Jan. 9 (Bloomberg) -- The European Union must not prolong a freeze on emissions-trading obligations on foreign flights beyond 2013 to keep pressure on countries worldwide to impose pollution curbs on the industry, according to an EU lawmaker.
The EU should clarify in draft legislation that it expects the United Nations International Civil Aviation Organization to agree this year on “a global market-based measure with a realistic timetable for implementation,” Peter Liese, a German member of the European Parliament, said in a report. Countries in ICAO should also agree on national and regional systems before a global deal is enacted, said Liese, who oversees the measure in the EU parliament.
The assembly’s environment committee is considering a proposal by the European Commission, the EU’s regulatory arm, to defer by a year compliance with the bloc’s carbon rules for flights into and out of the region. The freeze proposed in November is intended to facilitate international talks about emission curbs on airlines.
“The commission proposal gives the opportunity to make unambiguously clear that it is not the EU which stands in the way of an international agreement,” Liese said in the draft report published on the parliament’s website. He recommended a “quick” adoption on the measure with seven amendments aimed at ensuring legal security.
The 27-nation EU decided in 2008 that flights to and from European airports should be included within the bloc’s emissions trading system, the world’s largest, from 2012 after airline emissions in the region doubled over two decades. The enlargement of the European cap-and-trade program triggered opposition from countries including the U.S., China and Russia, who said ICAO is the forum to decide about pollution curbs.
Should negotiators worldwide fail to reach a deal this year, the EU ETS requirements for all flights will automatically resume, obliging carriers to submit permits to cover all their 2013 carbon discharges by April 30, 2014, under the commission’s proposal last year. The measure should include an amendment to clearly define EU expectations regarding the outcome of the ICAO meeting, Liese said in his report.
“It has to be clarified that a global agreement that satisfactorily covers airlines’ emissions will not be in place by the end of 2013,” according to the document. “That is why in the meantime a framework for regional and national schemes needs to be adopted. However, the EU should not accept a situation where the current legislation is just abolished in the light of an only potential agreement under ICAO.”
The draft measure proposed by the commission will need support from member states and the parliament in a process that can take several months. A delay in approval beyond the compliance deadline of April 30 should not impact the proposed freeze as national governments don’t act against a proposal tabled by the commission in such situations, the EU has said.
The parliament has set April 15 as an indicative date for a plenary vote, according to its website.

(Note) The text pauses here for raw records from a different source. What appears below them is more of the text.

PR #958, opened 2020-09-23
Add verbose flags to flutter config and doctor

jmagman:
Investigation for flaky `config` call. https://github.com/flutter/flutter/issues/65413
Add `--verbose` to doctor for good measure (will let us see tethered device OS version).


christopherfujino (approved):
LGTM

The EU ETS is the cornerstone of the bloc’s plan to cut greenhouse gases that scientists blame for global warming. It imposes pollution limits on about 12,000 manufacturers and power companies, leading to a cap in 2020 that will be 21 percent below 2005 discharges. Emitters have to submit one emission permit for every metric ton of CO2 they discharge or pay a fine of 100 euros per ton.
The annual limit for the aviation industry began at 97 percent of average discharges from 2004 to 2006 and will fall to 95 percent in 2013. Under the region’s law, the commission should consider whether changes to the emissions program are necessary in the light of a global agreement.
Airlines that joined the ETS this year were given emission permits making up 85 percent of the industry cap for free and will have to buy the remaining 15 percent at auctions. They can also trade among themselves. The proposed freeze would affect around two-thirds of flights, the EU has said.
To enable the auctioning of a reduced number of allowances Liese proposed member states sell 15 percent of “the overall amount of aviation allowances in circulation in the year 2012,” according to the report.